§ **Try it**: State, as a number alone, how many lines of the data contain the string "blocks".

[Extracted data entries]
PR #2353, opened 2022-02-17
fix lint errors

sbishel:
#### Summary
Fixes current lint errors.

### DIFF
--- a/webapp/src/octoUtils.test.ts
+++ b/webapp/src/octoUtils.test.ts
@@ -2,7 +2,6 @@
 // See LICENSE.txt for license information.
 
 import {Block} from './blocks/block'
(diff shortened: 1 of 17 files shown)


webapp/src/octoUtils.test.ts
```diff
@@ -53,26 +52,26 @@ test('duplicateBlockTree: Card', async () => {
     }
 })
 
-function createBoardTree(): [Block[], Board] {
-    const blocks: Block[] = []
+// function createBoardTree(): [Block[], Board] {
```
sbishel, line 55: commented out because the test that uses it is commented out above.

harshilsharma63 (approved):
Looks fine. The SQLite test is failing thoiugh.

PR #2354, opened 2022-02-17
Shows "(Deleted User)" instead of UUID when user not found

akkivasu:
In case a user is not found, at present unreadable and long UUIDs are shown which kill the look and feel of the application. This patch replaces the UUID with a more explanatory string.

### DIFF
--- a/server/services/store/mattermostauthlayer/mattermostauthlayer.go
+++ b/server/services/store/mattermostauthlayer/mattermostauthlayer.go
@@ -434,7 +434,7 @@ func (s *MattermostAuthLayer) userWorkspacesFromRows(rows *sql.Rows) ([]model.Us
 
 			for _, userID := range userIDs {
 				user, exists := users[userID]
-				//Shows "(Deleted User)" instead of long, unreadable UUID in case the user is not found
+				// Shows "(Deleted User)" instead of long, unreadable UUID in case the user is not found
 				username := "(Deleted User)"
 				if exists {
 					username = user.Username
--- a/server/services/store/mattermostauthlayer/mattermostauthlayer.go
+++ b/server/services/store/mattermostauthlayer/mattermostauthlayer.go
@@ -434,7 +434,8 @@ func (s *MattermostAuthLayer) userWorkspacesFromRows(rows *sql.Rows) ([]model.Us
 
 			for _, userID := range userIDs {
 				user, exists := users[userID]
-				username := userID
+				//Shows "(Deleted User)" instead of long, unreadable UUID in case the user is not found
+				username := "(Deleted User)"
 				if exists {
 					username = user.Username
 				}


wiggin77:
Hi @akkivasu.  We would need to localize this string, and it may be easier for now to do that on the client side.  Also I would like our PM to weight on whether it would be better to store a username with the userID so we can display something more meaningful.  cc @wuwinson

wuwinson:
@akkivasu @wiggin77 Agreed that showing the username would be more meaningful than "(Deleted User)", but would be even better if we could display something like "username (Deleted User)", to provide more helpful information.

Simply displaying "(Deleted User)" is still better than our current experience and could be a good first step towards showing it in combination with the username, so I'm okay with what we have here as long as we can iterate on it. cc @asaadmahmood @chenilim

chenilim:
Thanks @akkivasu! Agree this is a step in the right direction.

I think we can take this as is and I propose filing a separate card or issue to track storing the user name with the user. There are important corner cases to consider for that, e.g. that the authors of cards don't get spoofed. If we were to display the "fallback / unverified" user name, it should be indicated as such.

server/services/store/mattermostauthlayer/mattermostauthlayer.go
```diff
@@ -434,7 +434,8 @@ func (s *MattermostAuthLayer) userWorkspacesFromRows(rows *sql.Rows) ([]model.Us
 
 			for _, userID := range userIDs {
 				user, exists := users[userID]
-				username := userID
+				//Shows "(Deleted User)" instead of long, unreadable UUID in case the user is not found
```
wiggin77, line 437:
```suggestion
				// Shows "(Deleted User)" instead of long, unreadable UUID in case the user is not found
```

wiggin77 (approved):

server/services/store/mattermostauthlayer/mattermostauthlayer.go
```diff
@@ -434,7 +434,8 @@ func (s *MattermostAuthLayer) userWorkspacesFromRows(rows *sql.Rows) ([]model.Us
 
 			for _, userID := range userIDs {
 				user, exists := users[userID]
-				username := userID
+				// Shows "(Deleted User)" instead of long, unreadable UUID in case the user is not found
+				username := "(Deleted User)"
```
sbishel, line 438: This should use `intl.Format()` so it will be translated.

sbishel (changes requested):
This string should be translatable. Also please run `npm run i18n-format` to create the string in the english file.

sbishel:
Actually, @wiggin77 pointed out, we do not yet have translations on the server side. Accepting this PR as is for now.

sbishel (approved):

Issue #2509, opened 2022-12-31
Controllers and LeaderElector uses non-daemon threads by default


Prototik:
**Describe the bug**
I noticed my app won't stop after `main` is exited, thread dump says there are live threads: `leader-elector-*`.
I searched this problem via issues and it surprised me as it got fixed long time ago: #873
But was broken in 3f542d9c50c2864f7581dde847e44ec150eff3b8.
I don't know what @dsyer means with comment `Daemon status inherited from default`, but docs for [`Executors.defaultThreadFactory`](https://docs.oracle.com/en/java/javase/17/docs/api/java.base/java/util/concurrent/Executors.html#defaultThreadFactory()) explicitly says it creates non-daemon threads by default:
`Each new thread is created as a non-daemon thread...`

**Client Version**
`17.0.0`

**Java Version**
Java 17

brendandburns:
Seems like we should provide the ability for a user to inject their own thread factory if they want to so that you can chose what kind of threads you want.

We'd be happy to take a PR to add this customizability to the `Threads` class

nervoussidd:
Hey can you assign me this issue? i would love to contribute.

Sajiyah-Salat:
Can someone explain me this pr. I would love to work on  that?

swastik959:
hi i am new to open source and want to contribute to this issue can you guide me through it

swastik959:
@brendandburns hi I have submitted a pr please review it

Aman254:
Hey Can anyone please invite me to the kubernetes slack work space 

My  Email:  utsav.kumar.3639@gmail.com

mahehsblogs:
Hey, I am new to Open Source. Is this issue still open?

PR #2557, opened 2023-02-12
added the ability for users to set their own thread

swastik959:
**added the ability for users to set their own thread**

I have made a function to set the thread set by user 

solves #2509 

*if any discrepancy is there feel free to point out*

### DIFF
--- a/util/src/main/java/io/kubernetes/client/util/Threads.java
+++ b/util/src/main/java/io/kubernetes/client/util/Threads.java
@@ -24,10 +24,9 @@ public class Threads {
     public static void setDefaultThreadFactory(ThreadFactory factory) {
       defaultFactory = factory;
   }
-    final ThreadFactory factory = defaultFactory;
     final AtomicInteger threadNumber = new AtomicInteger(1);
     return r -> {
-      Thread thread = factory.newThread(r);
+      Thread thread = defaultFactory.newThread(r);
       // Daemon status inherited from default
       thread.setName(String.format(format, threadNumber.getAndIncrement()));
       return thread;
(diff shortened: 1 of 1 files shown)


util/src/main/java/io/kubernetes/client/util/Threads.java
```diff
@@ -20,9 +20,14 @@ public class Threads {
 
   public static ThreadFactory threadFactory(String format) {
     final ThreadFactory defaultFactory = Executors.defaultThreadFactory();
+    // Users can inject their own thread 
+    public static void setDefaultThreadFactory(ThreadFactory factory) {
+      defaultFactory = factory;
```
brendandburns, line 25: this doesn't work correctly because you use `factory` below.

If you remove the change on line 27 (`final ThreadFactory factory ...`) and also the change on line 30 (`Thread thread = factory.newThread(r);`) then I think this code will work correctly.

However, please add a unit test to confirm the behavior is working as intended.

brendandburns:
Thank you for the PR! I have made a couple of comments.

swastik959:
@brendandburns can you tell me the location of the test file please

brendandburns:
Looks like we don't have a test file for this class :( 

I won't make you add one for such a small change, but if you want to send a second PR to add a test, it would be `ThreadsTest.java` in this directory: 

https://github.com/kubernetes-client/java/tree/master/util/src/test/java/io/kubernetes/client/util

brendandburns:
Looks like CI/CD is failing, can you take a look at the tests?

swastik959:
@brendandburns I have opened a new pr you can review it and have also made a pr for the test cases

PR #2588, opened 2023-03-05
Update spotless testing to use JDK 11

brendandburns:
Spotless has moved to only support JDK 11+, see #2579


yue9944882 (commented):
/lgtm
/approve

PR #2598, opened 2023-03-20
Use synchronization classes instead of Thread.sleep in test cases

niteshs7:
Use synchronization classes instead of Thread.sleep in test cases

PR is to fix one of the issue under this PR umbrella #1223


brendandburns:
/lgtm
/approve

Thank you for this PR!

PR #2601, opened 2023-03-21
Controllers and LeaderElector uses non-daemon threads by default #2509

mahehsblogs:
I tried to solve this issue "Controllers and LeaderElector uses non-daemon threads by default #2509". Explicitly set daemon status to false.


brendandburns:
@mahehsblogs thanks for your interest and sending a PR, but actually a previous PR added the ability to inject your own thread factory which solves the problem. We should have closed issue #2509 that was an oversight. Apologies for the confusion!

We would love for you to contribute to this client with a different issue.

Issue #2436, opened 2022-11-02
DefaultSharedIndexInformerWireMockTest is flaky


brendandburns:
```
Error:  Tests run: 5, Failures: 1, Errors: 0, Skipped: 0, Time elapsed: 14.683 s <<< FAILURE! - in io.kubernetes.client.informer.impl.DefaultSharedIndexInformerWireMockTest
Error:  testNamespacedPodInformerNormalBehavior(io.kubernetes.client.informer.impl.DefaultSharedIndexInformerWireMockTest)  Time elapsed: 2.702 s  <<< FAILURE!
java.lang.AssertionError: expected:<true> but was:<false>
	at org.junit.Assert.fail(Assert.java:89)
	at org.junit.Assert.failNotEquals(Assert.java:835)
	at org.junit.Assert.assertEquals(Assert.java:120)
	at org.junit.Assert.assertEquals(Assert.java:146)
	at io.kubernetes.client.informer.impl.DefaultSharedIndexInformerWireMockTest.testNamespacedPodInformerNormalBehavior(DefaultSharedIndexInformerWireMockTest.java:153)
	at java.base/jdk.internal.reflect.NativeMethodAccessorImpl.invoke0(Native Method)
	at java.base/jdk.internal.reflect.NativeMethodAccessorImpl.invoke(NativeMethodAccessorImpl.java:62)
	at java.base/jdk.internal.reflect.DelegatingMethodAccessorImpl.invoke(DelegatingMethodAccessorImpl.java:43)
```

abhishekS14:
Hi! Is anyone investigating this? I can check it otherwise.

PR #2608, opened 2023-03-24
Use synchronization classes instead of Thread.sleep and fix flaky test

niteshs7:
This PR removes thread.sleep and uses synchronization classes similar to fix made for issues under umbrella #1223 
This should also fix flaky test mentioned in #2436


brendandburns:
/lgtm
/approve

Thanks for the PR! (and special thanks for a flaky test fix!)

§ **Reply to the exercise**: 2